Probably its most useful feature is rather subtle. It's very easy to express
diverse ideas in code in D without having to resort to contortions. It's
something people realize after having worked with D for a while.

It is not the result of having feature X (you can always find feature X in
other languages or a way to make X work), it's the combination of various X's.

For example, some algorithms express naturally in a functional manner, some
imperative, some OOP, etc. It isn't necessary to buy into a manner for the
whole program, just use the manner that fits the particular part of the
program.

You might like to use FP here and there, but don't want to deal with monads.
You can use OOP for the AST, but don't want to box integers into an OOP class.
You like dynamic typing for one type, but it's a bad fit for another.

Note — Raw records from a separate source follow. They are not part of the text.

PR #378, opened 2025-06-20
feat(models): nan locations in imputer calculated on the fly

sahahner:
- calculate nan locations in imputer on the fly in the preprocessor
- cache nan locations to be reused in the postprocessor
- since nan locations can change for different samples, they are three-dimensional now.
  - before: (grid, variable)
  - after: (batchsize, grid, variable)
  - in preprocessor/transform: we need to even keep time dimension as nan locations can change over time. for forecasted fields use nan locations from first timestep
  - diagnostic fields: the logic, to take the nan mask from the input is not well defined for diagnostic variables in inference as they are not present in inference. 
- covers: InstantImputer, ConstantImputer and CopyImputer
- Additionally: added tests for CopyImputer 

TODO:
- check runtime/memory implications of covering batch (and time) dimension in nan-location-mask
- figure out multigpu after https://github.com/ecmwf/anemoi-core/issues/383: multi GPU and sharding works. inference is also fine as long as pre and postprocessors are both applied on sharded or unsharded batch

----
📚 Documentation preview 📚: https://anemoi-training--378.org.readthedocs.build/en/378/

----
📚 Documentation preview 📚: https://anemoi-graphs--378.org.readthedocs.build/en/378/

----
📚 Documentation preview 📚: https://anemoi-models--378.org.readthedocs.build/en/378/


training/src/anemoi/training/losses/scalers/loss_weights_mask.py
```diff
@@ -25,17 +25,33 @@
...
-        Before first application of loss function, the mask is replaced.
+        Always when calling the imputer, the NaN positions are updated.
+        Before every application of training loss function, the mask is replaced.
         """
-        loss_weights_mask = np.ones((1, 1))
+        loss_weights_mask = np.ones((1, 1, 1))
+        # iterate over all pre-processors and check if they have a loss_mask_training attribute
+        for pre_processor in model.pre_processors.processors.values():
+            if hasattr(pre_processor, "loss_mask_training"):
+                loss_weights_mask = loss_weights_mask * pre_processor.loss_mask_training.cpu().numpy()
```
sahahner: Todo: avoid moving tensors between devices.

models/src/anemoi/models/preprocessing/imputer.py
```diff
@@ -103,50 +103,114 @@ def _create_imputation_indices(
 
             LOGGER.debug(f"Imputer: replacing NaNs in {name} with value {self.replacement[-1]}")
 
-    def _expand_subset_mask(self, x: torch.Tensor, idx_src: int) -> torch.Tensor:
-        """Expand the subset of the mask to the correct shape."""
-        return self.nan_locations[:, idx_src].expand(*x.shape[:-2], -1)
+    def _expand_subset_mask(self, x: torch.Tensor, idx_src: int, nan_locations: torch.Tensor) -> torch.Tensor:
+        """Expand the subset of the nan location mask to the correct shape.
+
+        The mask is only saved for the first dimension (batch) and the last two dimensions (grid, variable).
```
ssmmnn11: Do we need the ensemble dimension?

models/src/anemoi/models/preprocessing/imputer.py
```diff
@@ -103,50 +103,114 @@ def _create_imputation_indices(
...
+        x : torch.Tensor
+            Input tensor with shape (batch, time, ..., grid, variable)
+
+        Returns
+        -------
+        torch.Tensor
+            Tensor with NaN locations of shape (batch, time, ..., grid)
+        """
+        # The mask is only saved for the first two dimension (batch, timestep) and the last two dimensions (grid, variable)
+        # For the rest of the dimensions we use the first dimension
```
ssmmnn11: Could you explain what you mean by "we use the first dimension"? :-)

I think we have (batch, time, ensemble, grid, channel).

models/src/anemoi/models/preprocessing/imputer.py
```diff
@@ -103,50 +103,114 @@ def _create_imputation_indices(
 
             LOGGER.debug(f"Imputer: replacing NaNs in {name} with value {self.replacement[-1]}")
 
-    def _expand_subset_mask(self, x: torch.Tensor, idx_src: int) -> torch.Tensor:
-        """Expand the subset of the mask to the correct shape."""
-        return self.nan_locations[:, idx_src].expand(*x.shape[:-2], -1)
+    def _expand_subset_mask(self, x: torch.Tensor, idx_src: int, nan_locations: torch.Tensor) -> torch.Tensor:
```
ssmmnn11: Will need work to make compatible with sharding

models/src/anemoi/models/preprocessing/imputer.py
```diff
@@ -103,50 +103,114 @@ def _create_imputation_indices(
...
     def transform(self, x: torch.Tensor, in_place: bool = True) -> torch.Tensor:
         """Impute missing values in the input tensor."""
         if not in_place:
             x = x.clone()
 
-        # Reset NaN locations outside of training for validation and inference.
-        if not self.training:
-            self.nan_locations = None
+        # recalculate NaN locations every forward pass and cache for backward pass
+        # choose correct index based on number of variables which are different for training and inference
```
ssmmnn11, line 192: saving for backward in autograd would be done like ctx.something = value. But I don't think this is what we are doing here? Are you saving it for the inverse transform?

models/src/anemoi/models/preprocessing/imputer.py
```diff
@@ -103,50 +103,114 @@ def _create_imputation_indices(
...
+        if x.shape[-1] == self.num_training_input_vars:
```
ssmmnn11, line 193: Is it save to distinguish training and inference like that? could they have the same shape? Though I think we might have checks like that in other parts of the code as well.

models/src/anemoi/models/preprocessing/imputer.py
```diff
@@ -103,50 +103,114 @@ def _create_imputation_indices(
...
+            # training input
+
+            # get nan locations from training input
+            nan_locations = self.get_nans(x)
 
-        # Initialise mask if not cached.
-        if self.nan_locations is None:
+            # cache nan locations from training input, reduce time dimension by selecting the first timestep
```
ssmmnn11: can we say "save" here? I would use cache in a different context.

ssmmnn11: Reduce usually means "takes a collection of values and combines them into a single value" ; I think here you are selecting a time step instead. Is the assumption that all time steps will be the same?

models/src/anemoi/models/preprocessing/imputer.py
```diff
@@ -103,50 +103,114 @@ def _create_imputation_indices(
...
+            self.nan_locations = nan_locations[:, 0]
 
-            # Get NaN locations
-            self.nan_locations = self.get_nans(x)
+            # data indices for training input
+            index = self.index_training_input
 
-            # Initialize training loss mask to weigh imputed values with zeroes once
+            # set training loss mask to match shape of training input
```
ssmmnn11, line 210: can we just zero out NaN location values in predictions and targets? Then we can remove the loss mask?

models/src/anemoi/models/preprocessing/imputer.py
```diff
@@ -103,50 +103,114 @@ def _create_imputation_indices(
...
+            # for all variables that are imputed and part of the model output, set the loss weight to zero at NaN location
+            for idx_src, idx_dst in zip(index, self.index_inference_output):
                 if idx_dst is not None:
-                    self.loss_mask_training[:, idx_dst] = (~self.nan_locations[:, idx_src]).int()
+                    self.loss_mask_training[..., idx_dst] = (~self.nan_locations[..., idx_src]).int()
 
-        # Choose correct index based on number of variables
-        if x.shape[-1] == self.num_training_input_vars:
-            index = self.index_training_input
         elif x.shape[-1] == self.num_inference_input_vars:
```
ssmmnn11, line 220: Is it save to assume that these are always different?

Also: can we move the nan_locations = self.get_nans(x) outside of the if - because that happens in training and inference the same way? You could put the if around the loss mask part only and then have a check before that raises the runtime error.

training/src/anemoi/training/losses/scalers/loss_weights_mask.py
```diff
@@ -25,20 +25,39 @@
...
 
-    def on_training_start(self, model: AnemoiModelInterface) -> np.ndarray:
-        """Get loss scaling.
+    def initial_scaling_values(self) -> torch.Tensor | None:
+        """Get initial scaling values.
+
+        Returns
+        -------
+        torch.Tensor
+            Initial scaling values, default is a tenser of ones.
```
ssmmnn11: typo

training/src/anemoi/training/losses/scalers/loss_weights_mask.py
```diff
@@ -25,20 +25,39 @@
...
+        """
+        # TODO(sara,harrison): should this in general (for all scalers) be a tensor and not a numpy array?
```
ssmmnn11: Discussed offline: I think it is important to solve that.

training/src/anemoi/training/losses/scalers/loss_weights_mask.py
```diff
@@ -25,20 +25,39 @@
...
+        Before every application of training loss function, the mask is replaced.
         """
-        loss_weights_mask = np.ones((1, 1))
+        loss_weights_mask = self.get_scaling_values()
+        device = loss_weights_mask.device
         # iterate over all pre-processors and check if they have a loss_mask_training attribute
         for pre_processor in model.pre_processors.processors.values():
             if hasattr(pre_processor, "loss_mask_training"):
-                loss_weights_mask = loss_weights_mask * pre_processor.loss_mask_training.cpu().numpy()
+                loss_weights_mask = loss_weights_mask * pre_processor.loss_mask_training.to(device)
```
ssmmnn11: Everything should always be on device, otherwise there will be a performance penalty.

ssmmnn11 (changes requested):
much improved!

models/src/anemoi/models/preprocessing/imputer.py
sahahner: I assumed that at the same time step, all ensemble members have the same nan locations, so I just select the first of the ensemble dimensions. Is this assumption correct?

models/src/anemoi/models/preprocessing/imputer.py
sahahner: I mean the first dimension of n ensemble dimensions.

models/src/anemoi/models/preprocessing/imputer.py
sahahner: I am indeed saving for the inverse transform.

models/src/anemoi/models/preprocessing/imputer.py
sahahner: I think this question is beyond this PR. I agree that it is not necessarily elegant, and all preprocessors have to distinguish between the two cases. 
As far as I know, they have different shapes, because in training the batch contains all forcing, prognostic and diagnostic variables. In inference, though, we only pass the forcing and prognostic variables to the model and output only diagnostic and prognostic.

models/src/anemoi/models/preprocessing/imputer.py
sahahner: Yes, for loss weights=0 that would be the same behaviour. 
Nevertheless, I would like to keep the possibility to use non-zero weights (but different to non-nan locations) for nan locations in the future.

models/src/anemoi/models/preprocessing/imputer.py
sahahner: Yes, reduce is indeed not fitting here. 
We need to decide on one set of nan locations for the nan locations in the output. I have chosen the nan locations from the first timestep, but we can decide on something else here. This seemed like the most general solution, keeping in mind the different architectures we are supporting.

models/src/anemoi/models/preprocessing/imputer.py
sahahner: Yes, the nan locations can be calculated before the ifs.

What are you referring to as assumed to be always different?

models/src/anemoi/models/preprocessing/imputer.py
ssmmnn11: I don't know. If the NaN location is conditioned on the forecast, then no. But for fixed ones yes. I think it would be good to write down in the beginning / somewhere, what the assumptions are: NaNs do not change ... NaNs are the same for step ...

models/src/anemoi/models/preprocessing/imputer.py
ssmmnn11: Ok, we need to check that this holds for models trained without diagnostic variables. @gmertes

models/src/anemoi/models/preprocessing/imputer.py
sahahner: Yes, I can add this comment for the ensemble dimension.

models/src/anemoi/models/preprocessing/imputer.py
ssmmnn11: "differ", was duplicated question from above. please ignore.

models/src/anemoi/models/preprocessing/imputer.py
ssmmnn11: ok, so broadcast along ensemble dimension.

training/src/anemoi/training/losses/scalers/loss_weights_mask.py
sahahner: will be solved here: https://github.com/ecmwf/anemoi-core/pull/390

models/src/anemoi/models/preprocessing/imputer.py
sahahner: Comment added for self.get_nans().

training/src/anemoi/training/losses/scalers/loss_weights_mask.py
sahahner: See https://github.com/ecmwf/anemoi-core/pull/390

training/src/anemoi/training/losses/scalers/loss_weights_mask.py
sahahner: All `.to()` have been removed. 
`loss_weights_mask = loss_weights_mask * pre_processor.loss_mask_training` is on model device. `loss_weights_mask` is initialized on model device.

models/src/anemoi/models/preprocessing/imputer.py
sahahner: This if is to distinguish between training and inference. I can confirm that this works with no diagnostic variables as well. In inference, the loss mask would be calculated although not needed, in case there are no diagnostic variables. In the best case, we would have a flag to distinguish between inference and training, but this does not exist.

models/src/anemoi/models/preprocessing/imputer.py
sahahner: Thanks to this PR https://github.com/ecmwf/anemoi-core/pull/391 the scalers can be applied to the sharded batch. Since the nan-locations are calculated on the fly and the batch is sharded from before the preprocessors until after the postprocessors, this approach works for sharding over the grid dimension.
See two example runs on n320 grid here: https://mlflow.ecmwf.int/#/compare-runs?runs=[%2223a23459e9244881a6fe76ef11bd92de%22,%229bf7771f59504c66bcc1050c371308f7%22]&experiments=[%22263%22]

Callbacks applying the postprocessors are also working now, as long as they are not running in asyncmode.

ssmmnn11:
> I have trained approximately 5 models each with the old imputer and the new imputer logic:
> 
> [mlflow](https://mlflow.ecmwf.int/#/metric?runs=%5B%22e5fd3ee43bef4a168c4978347e5c3784%22,%221e78855676db49c6bc8a3bf33a034d47%22,%22eea9c16090854f03bd62f09f69770844%22,%22b50593e4a03643688e45db441316bd70%22,%220177e619b5c949cba701f4634d8ddc66%22,%22f14f52b17b13438dbe15ff200e6f32b9%22,%22bb26507055f9438684dec10e07682e51%22,%22e5c2b93542ba43afb3d0bb2bec2fe03a%22,%22740c56520e294fbdb9e0a105edc36084%22,%22f3ac4a42283b4c4a9f06a1a063628a3c%22,%22ce77b98487be4f4e9741c9900de78bc6%22,%22e2b0cf52dce24c2786459b100b2cf8a2%22,%22ac89229fa64d499a9cf4fb806fae9711%22,%22b8320316d964412580ebf4155781a6da%22,%22b8cb291d0b2f4c41a7a09f546ef6a676%22,%2278a5181dffbe4fa398a83e724fedf947%22%5D&metric=%22val_mse_metric%2Fsfc_2d%2F1%22&experiments=%5B%22263%22%5D&plot_metric_keys=%5B%22epoch%22%5D&plot_layout=%7B%22autosize%22:true,%22xaxis%22:%7B%22autorange%22:true,%22range%22:%5B451.5744878767397,549.1660576152823%5D%7D,%22yaxis%22:%7B%22autorange%22:true,%22type%22:%22linear%22,%22range%22:%5B2.5435244161358814,4.24203821656051%5D%7D%7D&x_axis=relative&y_axis_scale=linear&line_smoothness=1&show_point=false&deselected_curves=%5B%5D&last_linear_y_axis_range=%5B%5D)
> 
> key information on the **setup**: n320, multi-GPU, no sharded batch, batchsize 1 no plots!
> 
> The runtime difference of the nan calculation on the fly and batch-wise scaler update is barely (if even?) visible in comparison to the instabilities of the cluster.
> 
> When plots are enabled, the new setup is more expensive, as now we need to copy the post-processors with the changing nan locations to CPU at the beginning of every validation epoch. I had a look at it with @japols, but I couldn't find an adequate way around that under the current setup of the callbacks.

I think we need to change the approach and return de-normalised fields for plotting instead. I think there is one callback that calculates loss contributions, but also that we could compute inside the validation step and then return what is needed for plotting (minimal data).

How big are the pos-processors? how much data do you need to transfer? I would assume that these are much smaller than the actual fields which we transfer for plotting?

sahahner:
> 
> I think we need to change the approach and return de-normalised fields for plotting instead. I think there is one callback that calculates loss contributions, but also that we could compute inside the validation step and then return what is needed for plotting (minimal data).

Agreed. I think this PR showcases that this could be optimized. 

> How big are the pos-processors? how much data do you need to transfer? I would assume that these are much smaller than the actual fields which we transfer for plotting?

Inside the post-processor, we have the nan-mask field, which, after this PR, is of size (batchsize, grid, variable) and therefore bigger than before. This field needs to be gathered in case of sharded training and moved to CPU for every batch to be plotted as the mask might change over time. Before, we would copy just once in the first validation epoch. The extra cost of repeated copying of the mask of the old size that you were interested in is small but noticeable: [mlflow](https://mlflow.ecmwf.int/#/metric?runs=[%22f31e6839e9ec45ca8cca755342536e0a%22,%22bbec6d36769c4582a6d6e40df437ee88%22,%2264f8a0e48f8447c3944722f24bb896e2%22,%222f6b460c51df4b549cadeac7f461e9e5%22,%2229424dfa454f4efab386ea2628e60f2f%22]&metric=%22system%2Fgpu_0_pcie_tx_megabytes%22&experiments=[%22263%22]&plot_metric_keys=%5B%22epoch%22%5D&plot_layout={%22autosize%22:true,%22xaxis%22:{%22range%22:[522.232853381118,654.0531776405255],%22autorange%22:true},%22yaxis%22:{%22range%22:[2.7983014861995756,4.225053078556264],%22autorange%22:true,%22type%22:%22linear%22}}&x_axis=relative&y_axis_scale=linear&line_smoothness=1&show_point=false&deselected_curves=[]&last_linear_y_axis_range=[]) 
Additionally, since the post-processor mask depends on batchsize now, we also need to apply the post-processor to the entire batch instead of just the sample to be plotted. [code](https://github.com/ecmwf/anemoi-core/pull/378/files#diff-1c46a92722a9bff5208ef437c364b25b174c395c8ee136eac64b18438044dd20R450)

If in the future, callbacks were to receive postprocessed batches directly, this overhead might become easier to manage.

Given that plotting callbacks are inherently costly, I’d recommend using them less frequently, especially for training larger models on high-resolution grids, to avoid unnecessary runtime increase.

ssmmnn11 (approved):
Looks in good shape now. many thanks!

You can
garbage collect for a quick prototype or a seldom used part of the code, and
carefully manage memory for the release or the hot spots. (The Warp
preprocessor I wrote did that.
[https://github.com/facebookarchive/warp](https://github.com/facebookarchive/warp))

There's a lot less time hammering square pegs into round holes.

I've seen more than enough presentations on "How To Do Technique X In Language
Y" and everyone says how clever that is but the contortions are just too awful
to contemplate.

The flip side is that D won't be satisfying to a purist adherent of any of
those paradigms.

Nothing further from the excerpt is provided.